März Update
Einleitung
Die Märkte befinden sich aktuell in einer Phase erhöhter Unsicherheit. Nach einem bereits schwierigen Jahresstart kam es zuletzt zu einem erneuten Abverkauf an den internationalen Finanzmärkten. Gleichzeitig nehmen die politischen Spannungen weltweit zu – sowohl geopolitisch als auch wirtschaftspolitisch. Diese Unsicherheiten verstärken die Nervosität unter Anlegern zusätzlich. Im historischen Kontext ähnlicher Marktzyklen zeigt sich: Der Boden ist typischerweise ein längerer Prozess und dürfte auch in der aktuellen Marktphase noch nicht erreicht sein. Dennoch verlaufen Bärenmärkte nicht linear – es kommt immer wieder zu Zwischenerholungen, die teilweise auch mehrere Wochen oder Monate andauern.
Aktien
Der Aktienmarkt in den USA hat in den letzten Wochen eine kleinere Korrektur erlebt. Insbesondere wachstumsorientierte Technologiewerte verzeichneten starke Rückgänge, nachdem sie im Vorjahr überdurchschnittlich gut gelaufen waren. Die Katalysatoren für den Abverkauf waren vielfältig: neben teils enttäuschenden Unternehmenszahlen auch geopolitische Spannungen, verschärfte Aussagen der Notenbanken sowie strukturelle Liquiditätsprobleme. Aktuell sehen wir erneut eine Marktphase mit erhöhter Volatilität, in der weitere Rückgänge nicht ausgeschlossen werden können.
Krypto
Auch der Kryptomarkt wurde im Zuge der allgemeinen Risikoscheu stark getroffen. Bitcoin und die meisten Altcoins haben ihre jüngsten Verluste weiter ausgebaut.
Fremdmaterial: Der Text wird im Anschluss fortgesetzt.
PR #1389, opened 2015-10-21
SE-installer: use .srt document icon

xylographe:


niksedk:
For other file associations a plugin could be made...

Im Zyklusvergleich zeigt sich: Frühere Bärenmärkte dauerten vom Hoch bis zum nachhaltigen Tief etwa 12–18 Monate. Der aktuelle Abverkauf liegt zwar bereits einige Monate zurück, allerdings fehlt bislang die typische Kapitulation im breiten Markt. Eine technische Zwischenrally ist kurzfristig denkbar, sollte jedoch im Kontext eines übergeordneten Bärenmarktes betrachtet werden.
Fazit
Zusammenfassend lässt sich sagen: Die Märkte befinden sich weiterhin in einem übergeordneten Korrekturmodus. Die Kombination aus politischen Spannungen, restriktiver Geldpolitik und schwächelnder Marktstruktur erhöht das Risiko weiterer Kursrückgänge. Gleichzeitig ist es wahrscheinlich, dass es nach Phasen starker Verluste auch wieder temporäre Erholungen geben kann. Diese könnten mehrere Wochen bis Monate andauern, bevor ein nächster Abverkauf einsetzt. Ein nachhaltiger Boden ist aus zyklischer Sicht derzeit noch nicht bestätigt.